Sent from my DROID RAZR using Ohub Campfire mobile app


----------



## kytroutjunkie (May 23, 2014)

Nice! Is that a chenille or thread wrap?


----------



## garhtr (Jan 12, 2009)

I normally use Deer hair jigs or flys early in the season and again later in the year as the water cools back down. In warmer water I prefer a fly or jig with more movement like the one ''Bad bud'' has pictured with rabbit strips or marabou. 
I'm not saying deer hair jigs won't catch fish in warmer water {they will} but I personally like more action in the Fly in the warmer months and less in cooler water. These are a couple I like ---- ''Deer hair'' and a ''Bunny-bird'' 
Squirrel tail is also a good material for Smallie jigs --- in my opinion 
Good Luck and Good Fishing !


----------



## Bad Bub (Jan 17, 2006)

kytroutjunkie said:


> Nice! Is that a chenille or thread wrap?
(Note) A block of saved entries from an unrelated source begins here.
PR #953, opened 2026-05-13
fix(pdf): MCID-tagged content dropped in markdown/html output

### LINKED ISSUE #917: bug: text-layer content inside Marked-Content (MCID) blocks is dropped from PDF extraction in output_format="markdown"/"html" (plain output captures it correctly)
### Description

PDF text-layer extraction loses content rendered inside Marked-Content sequences (BDC/EMC operators with MCID dictionaries) when `output_format` is `"markdown"` or `"html"`. The same characters reach `result.content` correctly when `output_format="plain"` is used. Additionally, `"plain"` triggers OCR on scanned pages of the same PDF while `"markdown"`/`"html"` do not — suggesting these formats route through a separate, more limited extraction pipeline.

Concretely on a 20-page Russian-language PDF (mix of text-layer pages and scanned pages), comparison on the same `OcrConfig(backend="tesseract", language="eng+rus")`:

| `output_format` | `result.content` length | Page-1 title block extracted | Scanned-page text extracted |
| --- | ---: | --- | --- |
| `"markdown"` | 3 777 chars | ❌ — output starts mid-paragraph, full top-of-page block missing | ❌ |
| `"html"` | 4 443 chars | ❌ — same omission, same start point | ❌ |
| `"plain"` | 40 286 chars | ✅ | ✅ — OCR fired on scanned pages without `force_ocr` |

Diagnostics on the affected page (page 1):

- `pypdf.PdfReader.pages[0].extract_text()` returns 1 854 characters including the title block; this is the "ground-truth" content that's actually in the PDF.
- `pypdf.PdfReader.pages[0].images == []`; page `Resources` has no `/XObject`; the title block is not a bitmap. It's text rendered with Type0/TrueType fonts inside `/P <</MCID 0 >>BDC ... EMC` content blocks.
- 8 fonts on the page, 22 annotations.
- Kreuzberg's markdown pipeline returns 1 376 characters for that page — consistent regardless of whether `force_ocr` is set or not, indicating the loss is in the text-layer-to-markdown conversion, not in OCR.

Forcing OCR via `force_ocr_pages=[1]` causes Kreuzberg to render and OCR the page; the title block then appears (with normal Tesseract artifacts on uppercase Russian letters). So the rasterised representation is fine, the original text is in the PDF, and `pdfium` has it — but the markdown/html extractor specifically skips the marked-content blocks.

This appears related-in-spirit to closed issue #431 (markdown garbles positioned text), but this case is plain prose rendered via MCID-tagged blocks rather than positioned/tabular text, and the markdown/html extractors completely drop it instead of garbling.

### Steps to reproduce

Take any PDF whose body text is wrapped in Marked-Content sequences (typical for tagged PDFs targeting accessibility / PDF-UA). Tested on a real-world Russian academic publication; happy to provide the file privately if useful.

```python
import asyncio
import pypdf
from kreuzberg import (
    ExtractionConfig, OcrConfig, PageConfig, extract_file,
)

PDF = "fixture.pdf"
print("pypdf chars (page 1):",
      len((pypdf.PdfReader(PDF).pages[0].extract_text() or "")))

async def run():
    for fmt in ("markdown", "html", "plain"):
        cfg = ExtractionConfig(
            pages=PageConfig(extract_pages=True, insert_page_markers=True),
            output_format=fmt,
            ocr=OcrConfig(backend="tesseract", language="eng+rus"),
        )
        r = await extract_file(PDF, mime_type="application/pdf", config=cfg)
        print(f"output_format={fmt!r}: result.content chars =",
              len(r.content or ""))

asyncio.run(run())
```

Expected: all three `output_format` values surface the same character coverage (modulo formatting).

Actual: `markdown`/`html` return roughly 4 KB without the marked-content block and without OCR; `plain` returns ~40 KB with the marked-content block and with OCR fired on scanned pages.

- Kreuzberg 4.9.4 from PyPI (latest available there as of 2026-05-08; GitHub releases have 4.9.5 / 4.9.6 but no Python wheels yet)
- Python 3.13.9 on Windows 11; reproduces identically on Python 3.12 in \`python:3.12-slim\` Docker
- Repro PDF available on request — it's an OCR-relevant 982 KB Russian textbook scan, public-domain in our jurisdiction; can share via gist or email
- I can also try to construct a synthetic minimum-repro PDF with hand-rolled MCID blocks if that helps narrow it down — happy to follow up

kh3rld:
Two independent failure chains both originate from the needs_structured flag that activates the pre-rendered document path for markdown/djot/html output.

  **root cause a: furniture over-marking (`classify.rs`)**
  mark_cross_page_repeating_text and mark_cross_page_repeating_short_text had no first-occurrence exemption. A title block whose text also appears as a running header on subsequent pages was furniture-marked on all pages, including the first, silently dropping it from the output. pdf_oxide's own `mark_running_artifact_spans` already has this exemption,.. this change aligns kreuzberg's classifier with it. Three existing test assertions were encoding the buggy behaviour and have been corrected.

  **root cause b: OCR suppressed on mixed documents (`mod.rs, ocr.rs`)**
  `has_substantive_doc = true` (enough aggregate native text) was sufficient to skip OCR entirely, even when `decision.fallback = true` (a per-page quality check had flagged a scanned page). Scanned pages in otherwise text-layer documents never received OCR. Fix: gate becomes `has_substantive_doc && !decision.fallback`. The decision logic is extracted into` ocr::evaluate_ocr_skip_gate` so it can be tested without the async pipeline; two tests cover both the bug and its non-regression.

  Why both fixes ship together:  Fix #917 by including both components needed to reproduce the end-to-end behavior: a document with a title-as-header and a scanned page.

### DIFF
--- a/CHANGELOG.md
+++ b/CHANGELOG.md
@@ -11,6 +11,20 @@ and this project adheres to [Semantic Versioning](https://semver.org/spec/v2.0.0
 
 ### Fixed
 
+- **MCID-tagged PDF content dropped in markdown/html output**: two
+  independent failure chains in the structured-PDF path caused content loss.
+  (1) `mark_cross_page_repeating_text` and `mark_cross_page_repeating_short_text`
+  had no first-occurrence exemption — a title block whose text also appeared as
+  a running header on later pages was furniture-marked on every page including
+  the first, silently dropping it from output. Fixed by preserving the first
+  occurrence of any repeating span, matching the exemption already present in
+  pdf_oxide's own `mark_running_artifact_spans`. (2) The OCR skip gate
+  incorrectly suppressed OCR when `fallback=true` (a per-page quality check
+  detected a scanned page): the gate now runs OCR whenever `fallback=true`,
+  regardless of aggregate character count. OCR is still skipped when the
+  pre-rendered doc is substantive and no per-page fallback is needed, or when
+  the content is non-textual.
+
 - **Email encoding data corruption (#910)**: replaced brittle 4-byte heuristic
   for UTF-16 detection in `EmailExtractor` with a robust statistical approach
   using `chardetng`. Tiny 4-byte ASCII files (e.g., binary sequences with
--- a/crates/kreuzberg/src/extractors/pdf/mod.rs
+++ b/crates/kreuzberg/src/extractors/pdf/mod.rs
@@ -289,32 +289,32 @@ impl PdfExtractor {
                 1.0
             };
 
-            let has_substantive_doc = pre_rendered_doc.is_some()
-                && total_chars >= thresholds.substantive_min_chars
-                && alnum_ws_ratio >= thresholds.alnum_ws_ratio_threshold;
-
-            let skip_ocr_for_non_text = pre_rendered_doc.is_some()
-                && total_chars >= thresholds.non_text_min_chars
-                && alnum_ws_ratio < thresholds.alnum_ws_ratio_threshold;
-
-            if skip_ocr_for_non_text {
-                tracing::debug!(
-                    alnum_ws_ratio,
-                    total_chars,
-                    alnum_ws_chars,
-                    "Skipping OCR: content is non-textual and pre-rendered structured doc available"
-                );
-                (native_text, ExtractionMethod::Native)
-            } else if has_substantive_doc {
-                tracing::debug!(
-                    total_chars,
-                    alnum_ws_ratio,
-                    ocr_fallback = decision.fallback,
-                    "Skipping OCR: pre-rendered structured doc available with substantive native text"
-                );
-                (native_text, ExtractionMethod::Native)
-            } else if decision.fallback {
-                match run_ocr_with_layout(content, config, path).await {
+            match ocr::evaluate_ocr_skip_gate(
+                pre_rendered_doc.is_some(),
+                total_chars,
+                alnum_ws_ratio,
+                decision.fallback,
+                &thresholds,
+            ) {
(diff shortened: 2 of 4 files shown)


Goldziher (changes requested):
## Request changes — PR will not compile

`crates/kreuzberg/src/extractors/pdf/mod.rs` calls `ocr::evaluate_ocr_skip_gate` and `ocr::OcrGateOutcome`, but neither exists in `crates/kreuzberg/src/extractors/pdf/ocr.rs` (verified via grep on both this branch and current `main`). The implementation must have been left out of the commit. This is the root cause of the 10 failing platform builds — not stale-base drift.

That one is chenille. I do thread wrap my minnow impersonations, and use deer hair for the body on those. For deer hair, I use mostly a swimming retrieve due to the lack of "built in" action that garhtr described. There's a bunch of good YouTube videos that a group of guys from Pa. posted about hair jigs for smallmouths. They fish the Susquehanna river, and appear to do very well. They show you step by step how to tie several different patterns.

Sent from my DROID RAZR using Ohub Campfire mobile app


----------



## Bad Bub (Jan 17, 2006)

Deer and thread

Sent from my DROID RAZR using Ohub Campfire mobile app


----------



## kytroutjunkie (May 23, 2014)

Nice jigs guys. I make a very realistic cawfish jig with hair, rubber and feather pinchers. I have caught many largemouth but never tried for smallies with it.


----------



## Bad Bub (Jan 17, 2006)

kytroutjunkie said:


> Nice jigs guys. I make a very realistic cawfish jig with hair, rubber and feather pinchers. I have caught many largemouth but never tried for smallies with it.


I tried doing something similar, but after 2 consecutive failed attempts, I figured I would take a break... I'm still on that break 7 months later. Lol! I figure once we're snowed in again I give it another go. I tried using two different types of rabbit fur (which I almost had figured out) and both round rubber and silicon. I just couldn't get either of those to do what I had pictured.

Sent from my DROID RAZR using Ohub Campfire mobile app


----------



## kytroutjunkie (May 23, 2014)

I will post pics when I get on the other computer. I have not made any in about a year. I used rubber jig skirts, a little bucktail, marabou and mallard feathers for the pinchers. Flashbou for antennas. I haven't fished them much I mostly panfish, but friends have caught a ton of fish with them.


----------



## AtticaFish (Nov 23, 2008)

Summertime, cant go wrong with dark colors and lots of silicone skirt material to add legs. The uglier the better. Late in the fall, switch up to minnow imitations and you will do good.

I sit at the vise and fiddle so some of my patterns get complicated. However, most dependable jig is the very first one that is rabbit and chenille. The jig/pig style work well on river cats also.


----------



## AtticaFish (Nov 23, 2008)

.......couple more..........


----------



## Bad Bub (Jan 17, 2006)

Lol! That's kinda what I was going for, but they looked absolutely nothing like that... your jigs are freaking beautiful!

Sent from my DROID RAZR using Ohub Campfire mobile app


----------



## kytroutjunkie (May 23, 2014)

Wow, very nice jigs and really buggy looking. I notice that some are basic, similar to crappie jigs, do you fish these as a F&F setup?


----------



## AtticaFish (Nov 23, 2008)

No float-n-fly in the creeks or river i fish.... pretty much dragging and hopping in the summer and switch to faster jerk retrieve with minnow style jigs in the fall. Will loose a lot of plain round head jigs dragging the bottom over rocks and have learned to use eye forward jigs as well as the flat bottom style i get from leadfreejigs out in Hawaii to help keep from getting wedged into rocks. The flat bottom HooksUp style does the best.

I do fish a lot of tiny (1/32 down to 1/100) kip tail jigs float-n-fly style for bluegill and crappie in the local reservoirs around me.

Last couple.....

Alot of what i tie is meant to resemble the tube jigs that i know work well in my river:










Lightweight finesse jig/pigs are very productive with either rabbit or bucktail:



















Here is a more realistic craw using the HooksUp head:










Super sharp hooks in the custom head....


----------